#### A vertical tower stands on a horizontal plane and is surmounted by a vertical flagstaff of height h. At a point on the plane, the angles of elevation of the bottom and the top of the flagstaff are α and β, respectively.

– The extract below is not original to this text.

PR #8557, opened 2026-09-02
Support JPEG XL images via pillow-jxl-plugin

### LINKED ISSUE #8537: JPEG XL support
It seems that the dataset don't support JXL natively in the same ways as e.g. PNG and JPEG are supported. A JPEG XL is supported by an international ISO standard, gives great compression ratios, finally supports lossless for JPEG and the browser support is now starting to get wide spread (safari has it for some time -> https://caniuse.com/jpegxl, firefox and chrome have it in test mode and publicly stated recently an intention to ship https://groups.google.com/a/mozilla.org/g/dev-platform/c/3YMV4MS34KA?pli=1 and https://groups.google.com/a/chromium.org/g/blink-dev/c/-gDojQbDPRI)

Prove that the height of the tower is$\left ( \frac{h\tan \alpha }{\tan \beta -\tan \alpha } \right )$

According to question

Here h is the height of flagstaff AD.
Let $\l$ is the height of the tower
$\alpha$ and $\beta$ be the angle of elevation of the bottom and the top of the flagstaff.
In $\bigtriangleup$BDC
$\tan \alpha = \frac{\l }{BC}$  $\left [ \because \tan \theta = \frac{Perpendicular}{Base} \right ]$
$BC= \frac{\l }{\tan \alpha }\cdots \left ( 1 \right )$
In $\bigtriangleup$ABC
$\tan \beta = \frac{AB}{BC}$
$\tan \beta = \frac{h+\l }{BC}$
$BC= \frac{h+\l }{\tan \beta }\cdots \left ( 2 \right )$
equate equation (1) and (2) we get
$\frac{\l }{\tan \alpha }=\frac{h+\l }{\tan \beta }$
$\l \tan \beta = h\tan \alpha +\l \tan \alpha$ [by cross multiplication]
$\l \tan \beta -\l \tan \alpha = h\tan \alpha$
$\l \left ( \l \tan \beta - \tan \alpha \right ) = h\tan \alpha$
$\l = \frac{h\tan \alpha }{ \tan \beta - \tan \alpha}$
Hence Proved